Work task - Among the records below, which lines contain the string "radii"? Report them.

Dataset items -
= = =
PR #41, opened 2020-12-21
add check_geometry function

### LINKED ISSUE #38: Plastic centroid/principal axis centroid not at elastic centroid for doubly symmetric section
**Describe the bug**
In the following code I would expect the plastic centroid to be at the origin (0, 0) and align with the elastic centroid. Yet it is reporting the plastic centroid below the origin. Section geometry centroid is shifted to 0,0 position.

Also, the horizontal principal axis is shown correctly at y=0, but the principal plastic axis centroid is not, being drawn below y=0.

The reported results agree with the plot in so far as the plastic centroid is not at 0,0 point.

Is this possibly a bug or maybe I'm missing something obvious here?

**To Reproduce**
Run code below and observe results

```
from sectionproperties.analysis.cross_section import CrossSection

mesh_area = 25  # max mesh size

d = 612  # I section depth
b_f = 229  # I-section flange width
t_f = 19.6  # I-section flange thickness
t_w = 11.9  # I-section web thickness
r_1 = 14  # I-section root radii
n_r = 50  # number of points considered around root radii

d_p = 650  # strengthening plate depth
b_p = 12  # strengthening plate thickness

# create constituent geometry
geometry1 = sections.ISection(d=d, b=b_f, t_f=t_f, t_w=t_w, r=r_1, n_r=n_r, shift=[-b_f / 2, -d / 2])
geometry2 = sections.RectangularSection(d=d_p, b=b_p, shift=[-b_f / 2 - b_p, -d_p / 2])
geometry3 = sections.RectangularSection(d=d_p, b=b_p, shift=[b_f / 2, -d_p / 2])

# create merged section
geometry = sections.MergedSection([geometry1, geometry2, geometry3])

# add holes
geometry.add_hole([-b_f / 2, 0])
geometry.add_hole([b_f / 2, 0])

# create mesh
mesh = geometry.create_mesh(mesh_sizes=[mesh_area, mesh_area, mesh_area])

# clean geometry
geometry.clean_geometry(verbose=True)

# create section
section = CrossSection(geometry, mesh)

# calculate results
section.calculate_plastic_properties()

# plot results
section.plot_mesh()
section.plot_centroids()

# display all results
# check https://sectionproperties.readthedocs.io/en/latest/rst/post.html for definitions
section.display_results(fmt='.3f')

# this will specifically display torsion and warping constants
J = section.get_j()
I_w = section.get_gamma()
print(f'J = {J}')
print(f'I_w = {I_w}')
```

**Expected behaviour**
For doubly symmetric section plastic and elastic centroid should align?

**Screenshots**
Note how principal plastic axis centroid does not align with the principal axes, and plastic centroid is shown below elastic centroid:-
Figure_1

**Additional context**
Using latest version 1.0.7

Spectre5:
Fixes #38 

For the issue code there, this produces the exception:

    sectionproperties.pre.pre.GeometryError: 2 points are too close to a facet:
    Hole @ [-114.5    0. ]
    Hole @ [114.5   0. ]

I have not extensively tested this code, so more testing would be advised before merging this.  And if the move to `shapely` gets finished, then it looks like there would be a bit of a "nicer" way to do this too based on what @Agent6-6-6 suggested in that issue.  But this code is fully vectorized using numpy, so no python loops.

This new `check_geometry` function does 2 checks:

- Make sure that no facets have the same starting and ending point (length of zero) --- I assume that is invalid, but please confirm this
- Checks that no holes nor control points are within `tolerance` of a facet

### DIFF
--- a/sectionproperties/pre/pre.py
+++ b/sectionproperties/pre/pre.py
@@ -535,7 +535,7 @@ def check_geometry(points, facets, holes, control_points, atol=1.0e-8):
     check_points = np.array(holes + control_points)
 
     # select the starting and ending points of each facet
-    facet_points = points[facets]
+    facet_points = points[facets, :]
     start = facet_points[:, 0, :]
     end = facet_points[:, 1, :]
 
@@ -580,9 +580,9 @@ def check_geometry(points, facets, holes, control_points, atol=1.0e-8):
     minimum_distances = np.hypot(clamped_distances, perpendicular_distances)
 
     # make sure that the closest distance is not within the allowed tolerance
-    if np.min(minimum_distances) < tolerance:
+    if np.min(minimum_distances) < atol:
         # select the offending points and point type, then raise an exception with that information
-        distance_check = (minimum_distances < tolerance).sum(axis=0)
+        distance_check = (minimum_distances < atol).sum(axis=0)
         point_types = np.array(['Hole'] * len(holes) + ['Control Point'] * len(control_points))
         offending_types = point_types[distance_check > 0]
         offending_coords = check_points[distance_check > 0]
--- a/sectionproperties/pre/pre.py
+++ b/sectionproperties/pre/pre.py
@@ -511,7 +511,7 @@ class GeometryCleaner:
             self.geometry.facets.pop(idx)
 
 
-def check_geometry(points, facets, holes, control_points, tolerance=1.0e-7):
+def check_geometry(points, facets, holes, control_points, atol=1.0e-8):
     """Check that holes and control points do not lie on a facet line.
 
     :param points: List of points *(x, y)* defining the vertices of the cross-section
@@ -524,8 +524,8 @@ def check_geometry(points, facets, holes, control_points, tolerance=1.0e-7):
     :param control_points: A list of points *(x, y)* that define different regions of the
         cross-section. A control point is an arbitrary point within a region enclosed by facets.
     :type control_points: list[list[float, float]]
-    :param tolerance: minimum permissable distance from facet
-    :type tolerance: float
+    :param atol: minimum permissable point distance from any section facet
+    :type atol: float
 
     General method was adapted from:
     https://stackoverflow.com/a/54442561
@@ -543,8 +543,7 @@ def check_geometry(points, facets, holes, control_points, tolerance=1.0e-7):
     facet_vectors = end - start
     lengths = np.sqrt(np.einsum('ij,ij->i', facet_vectors, facet_vectors))
     if np.any(lengths == 0.0):
-        # if a length is zero, then a facet had the same starting and ending
-        # point
+        # if a length is zero, then a facet had the same starting and ending point
         facet_indices = np.nonzero(lengths == 0)[0]
         offending_facets = facet_points[facet_indices]
         facet_point_indices = np.array(facets)[facet_indices]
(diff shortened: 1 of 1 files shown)


sectionproperties/pre/pre.py
```diff
@@ -505,7 +511,100 @@ def remove_duplicate_facets(self):
...
+    facet_points = points[facets]
+    start = facet_points[:, 0, :]
+    end = facet_points[:, 1, :]
+
+    # create the vectors for each facet and normalize them to unit vectors
+    facet_vectors = end - start
+    lengths = np.sqrt(np.einsum('ij,ij->i', facet_vectors, facet_vectors))
+    if np.any(lengths == 0.0):
+        # if a length is zero, then a facet had the same starting and ending
+        # point
```
robbievanleeuwen, line 547: I'm using a line length of 100 characters. This could probably be placed on line 546 for prettiness (I'm a bit OCD haha)

sectionproperties/pre/pre.py
```diff
@@ -505,7 +511,100 @@ def remove_duplicate_facets(self):
...
+    )
+
+    # calculate the cross product to get the perpendicular distance
+    perpendicular_distances = np.cross(vec1, unit_vectors.reshape(-1, 1, 2))
+
+    # get the minimum clamped distance
+    minimum_distances = np.hypot(clamped_distances, perpendicular_distances)
+
+    # make sure that the closest distance is not within the allowed tolerance
+    if np.min(minimum_distances) < tolerance:
```
robbievanleeuwen, line 589: I think it would be best to use an absolute and relative tolerance here (e.g. see the zip_points() method).

robbievanleeuwen: Actually on second thoughts we could probably stay with absolute tolerance as zipping nodes is a bit of a different process where the user might have very large dimensions and what nodes zipped which are 'relatively' close. I think probably in this case we can get away with just an absolute tolerance as currently programmed. Maybe change tolerance to 1e-8 to keep consistency with the other methods?

robbievanleeuwen (commented):
This looks awesome, thanks for this! I love the pythonic way you've done things! Pretty happy to merge this,  let me know your thoughts on the tolerance business and then we'll get it incorporated and close the relevant issue!

Thanks again!

sectionproperties/pre/pre.py
Spectre5: and I'm OCD with using `black` but with line length of 79!  Haha.  But of course I should follow whatever the code style is of the library I'm committing too, I just wasn't sure what the section-properties default width was.  I'll update to make to 100 for this PR.

sectionproperties/pre/pre.py
Spectre5: Yup, I should have looked around for other tolerance values in the code - I agree that it should be consistent.  Also, I agree that only an absolute tolerance is needed here, I think.  Maybe I'll rename it to be more clear too or follow whatever other tolerance names that are in the code base.

Spectre5:
Ok, I pushed a change to address your comments.  Let me know if you have any other comments!

Spectre5:
Oh, I didn't realize that this failed the CI tests, I thought it was passing when I last committed!  I'll look into this and fix it later today!

Spectre5:
ok, pushed a fix!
= = =
Task response -
r_1 = 14  # I-section root radii
n_r = 50  # number of points considered around root radii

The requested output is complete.